◆ **DATA SHOWN**:
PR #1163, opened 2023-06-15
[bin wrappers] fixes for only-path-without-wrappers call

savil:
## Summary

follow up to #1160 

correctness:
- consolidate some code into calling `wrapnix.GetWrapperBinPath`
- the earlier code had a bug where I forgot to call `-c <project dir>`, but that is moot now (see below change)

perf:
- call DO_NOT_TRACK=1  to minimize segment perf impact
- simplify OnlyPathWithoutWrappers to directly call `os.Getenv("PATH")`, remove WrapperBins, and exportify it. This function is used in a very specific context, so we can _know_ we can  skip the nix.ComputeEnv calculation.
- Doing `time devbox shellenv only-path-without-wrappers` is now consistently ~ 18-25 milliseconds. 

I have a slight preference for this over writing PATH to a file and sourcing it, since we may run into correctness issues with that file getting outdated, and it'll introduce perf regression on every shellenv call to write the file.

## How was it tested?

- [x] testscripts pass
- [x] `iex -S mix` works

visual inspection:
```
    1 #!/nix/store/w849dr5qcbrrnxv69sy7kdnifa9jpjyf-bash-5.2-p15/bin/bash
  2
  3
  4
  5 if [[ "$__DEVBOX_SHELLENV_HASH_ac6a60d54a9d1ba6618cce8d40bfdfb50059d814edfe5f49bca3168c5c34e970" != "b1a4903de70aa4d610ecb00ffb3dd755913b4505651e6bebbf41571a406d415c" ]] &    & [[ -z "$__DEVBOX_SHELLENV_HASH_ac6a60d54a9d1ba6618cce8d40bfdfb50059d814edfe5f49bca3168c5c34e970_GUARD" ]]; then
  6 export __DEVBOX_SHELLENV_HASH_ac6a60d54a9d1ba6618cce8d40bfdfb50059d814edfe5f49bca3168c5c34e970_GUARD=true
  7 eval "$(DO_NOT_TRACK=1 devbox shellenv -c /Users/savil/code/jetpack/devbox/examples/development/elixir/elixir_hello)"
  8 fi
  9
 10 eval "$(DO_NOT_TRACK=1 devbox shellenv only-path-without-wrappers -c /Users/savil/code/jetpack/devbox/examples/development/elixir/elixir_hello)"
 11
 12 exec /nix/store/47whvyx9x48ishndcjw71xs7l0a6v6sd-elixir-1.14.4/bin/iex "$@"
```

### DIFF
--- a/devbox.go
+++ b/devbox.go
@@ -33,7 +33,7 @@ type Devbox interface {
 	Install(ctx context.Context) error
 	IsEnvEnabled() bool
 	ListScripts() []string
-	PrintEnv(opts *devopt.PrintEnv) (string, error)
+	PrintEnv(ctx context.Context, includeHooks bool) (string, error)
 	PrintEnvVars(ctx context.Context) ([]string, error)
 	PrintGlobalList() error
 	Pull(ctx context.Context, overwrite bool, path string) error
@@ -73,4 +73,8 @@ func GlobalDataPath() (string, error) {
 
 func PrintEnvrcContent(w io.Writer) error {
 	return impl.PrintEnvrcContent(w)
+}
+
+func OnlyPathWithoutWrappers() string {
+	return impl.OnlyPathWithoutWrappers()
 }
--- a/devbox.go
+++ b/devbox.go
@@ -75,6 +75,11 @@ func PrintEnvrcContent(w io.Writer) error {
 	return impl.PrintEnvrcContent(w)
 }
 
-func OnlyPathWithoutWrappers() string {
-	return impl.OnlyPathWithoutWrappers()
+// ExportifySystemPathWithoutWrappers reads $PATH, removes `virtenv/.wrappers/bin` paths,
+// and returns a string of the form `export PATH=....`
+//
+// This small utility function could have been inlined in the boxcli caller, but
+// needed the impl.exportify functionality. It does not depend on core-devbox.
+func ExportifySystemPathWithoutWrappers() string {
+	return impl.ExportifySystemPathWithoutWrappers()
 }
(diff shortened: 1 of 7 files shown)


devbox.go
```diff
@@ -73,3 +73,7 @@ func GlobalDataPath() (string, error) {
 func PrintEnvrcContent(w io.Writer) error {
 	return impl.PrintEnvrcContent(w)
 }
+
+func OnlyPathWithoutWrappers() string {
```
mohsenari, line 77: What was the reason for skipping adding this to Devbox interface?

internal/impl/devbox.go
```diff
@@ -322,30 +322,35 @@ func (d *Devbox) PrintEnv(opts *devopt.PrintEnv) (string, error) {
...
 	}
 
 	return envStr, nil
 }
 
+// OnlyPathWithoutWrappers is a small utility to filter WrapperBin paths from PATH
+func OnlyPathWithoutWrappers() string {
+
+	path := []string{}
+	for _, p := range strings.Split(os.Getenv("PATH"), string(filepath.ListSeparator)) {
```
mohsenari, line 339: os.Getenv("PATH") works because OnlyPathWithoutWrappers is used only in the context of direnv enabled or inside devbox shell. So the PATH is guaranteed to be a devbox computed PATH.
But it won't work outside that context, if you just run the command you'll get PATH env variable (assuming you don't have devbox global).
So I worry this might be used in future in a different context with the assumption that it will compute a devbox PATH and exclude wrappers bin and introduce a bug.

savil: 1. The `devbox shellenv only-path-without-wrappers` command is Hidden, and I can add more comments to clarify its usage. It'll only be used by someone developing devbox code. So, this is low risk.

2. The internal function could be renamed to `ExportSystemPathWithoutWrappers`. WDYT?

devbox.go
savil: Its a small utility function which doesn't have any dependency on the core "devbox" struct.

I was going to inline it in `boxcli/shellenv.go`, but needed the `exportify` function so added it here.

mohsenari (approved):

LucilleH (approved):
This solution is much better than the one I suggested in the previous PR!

--

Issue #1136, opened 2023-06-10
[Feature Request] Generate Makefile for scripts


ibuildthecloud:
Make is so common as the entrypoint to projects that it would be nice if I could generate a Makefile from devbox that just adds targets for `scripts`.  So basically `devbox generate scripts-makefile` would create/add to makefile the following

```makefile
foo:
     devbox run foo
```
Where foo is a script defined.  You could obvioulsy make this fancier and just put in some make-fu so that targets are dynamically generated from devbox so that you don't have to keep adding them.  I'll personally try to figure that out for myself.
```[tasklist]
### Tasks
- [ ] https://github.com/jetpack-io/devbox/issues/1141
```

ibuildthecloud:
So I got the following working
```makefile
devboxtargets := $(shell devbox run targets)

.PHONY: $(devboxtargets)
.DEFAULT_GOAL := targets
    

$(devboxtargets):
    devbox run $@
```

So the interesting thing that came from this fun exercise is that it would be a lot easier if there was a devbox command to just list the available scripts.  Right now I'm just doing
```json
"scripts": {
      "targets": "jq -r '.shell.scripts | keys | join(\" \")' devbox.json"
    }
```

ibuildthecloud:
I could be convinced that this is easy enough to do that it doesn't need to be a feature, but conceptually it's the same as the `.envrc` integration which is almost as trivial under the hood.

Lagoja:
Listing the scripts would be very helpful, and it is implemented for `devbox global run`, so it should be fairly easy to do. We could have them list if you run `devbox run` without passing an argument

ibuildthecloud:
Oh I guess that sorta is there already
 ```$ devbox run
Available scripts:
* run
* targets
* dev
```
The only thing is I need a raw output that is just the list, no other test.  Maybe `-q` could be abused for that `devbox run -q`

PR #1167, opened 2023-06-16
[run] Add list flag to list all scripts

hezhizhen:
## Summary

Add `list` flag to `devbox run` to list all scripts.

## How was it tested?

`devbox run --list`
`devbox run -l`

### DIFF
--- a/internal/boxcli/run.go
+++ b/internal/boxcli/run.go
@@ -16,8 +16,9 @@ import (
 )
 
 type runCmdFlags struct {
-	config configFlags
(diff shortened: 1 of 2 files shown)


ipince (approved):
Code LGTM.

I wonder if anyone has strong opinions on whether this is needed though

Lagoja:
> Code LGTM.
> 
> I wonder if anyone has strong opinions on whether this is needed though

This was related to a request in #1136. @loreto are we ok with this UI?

==

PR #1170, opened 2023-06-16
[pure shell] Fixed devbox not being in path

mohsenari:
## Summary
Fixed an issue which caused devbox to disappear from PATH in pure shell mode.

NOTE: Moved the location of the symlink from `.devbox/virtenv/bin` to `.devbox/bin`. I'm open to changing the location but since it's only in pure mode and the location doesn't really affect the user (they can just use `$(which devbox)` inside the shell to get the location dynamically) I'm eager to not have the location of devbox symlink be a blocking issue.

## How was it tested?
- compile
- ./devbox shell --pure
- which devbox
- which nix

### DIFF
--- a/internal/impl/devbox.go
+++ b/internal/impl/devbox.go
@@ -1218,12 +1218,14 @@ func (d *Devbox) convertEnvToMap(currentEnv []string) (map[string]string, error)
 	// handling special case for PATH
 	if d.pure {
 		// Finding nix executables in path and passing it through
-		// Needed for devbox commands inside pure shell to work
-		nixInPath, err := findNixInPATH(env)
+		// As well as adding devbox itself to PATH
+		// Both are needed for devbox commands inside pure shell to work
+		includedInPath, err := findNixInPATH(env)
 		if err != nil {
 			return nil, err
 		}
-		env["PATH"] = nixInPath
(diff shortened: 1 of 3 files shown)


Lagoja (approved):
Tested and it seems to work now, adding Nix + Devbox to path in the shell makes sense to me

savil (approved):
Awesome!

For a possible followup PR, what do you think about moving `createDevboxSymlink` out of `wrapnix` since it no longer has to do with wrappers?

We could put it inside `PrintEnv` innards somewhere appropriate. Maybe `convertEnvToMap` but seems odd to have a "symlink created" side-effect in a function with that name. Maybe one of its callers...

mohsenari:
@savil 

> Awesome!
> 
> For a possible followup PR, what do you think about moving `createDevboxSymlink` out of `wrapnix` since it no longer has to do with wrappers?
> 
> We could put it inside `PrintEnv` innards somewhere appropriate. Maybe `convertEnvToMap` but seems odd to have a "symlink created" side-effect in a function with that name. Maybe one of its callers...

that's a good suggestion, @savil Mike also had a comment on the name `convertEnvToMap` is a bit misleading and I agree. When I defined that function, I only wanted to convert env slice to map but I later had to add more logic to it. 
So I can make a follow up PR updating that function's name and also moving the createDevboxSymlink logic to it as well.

◆ **TO DO**: All lines in the preceding records that hold the word "passing" need to be copied.

◆ **WRITTEN ANSWER**:
Listing the scripts would be very helpful, and it is implemented for `devbox global run`, so it should be fairly easy to do. We could have them list if you run `devbox run` without passing an argument
 		// Finding nix executables in path and passing it through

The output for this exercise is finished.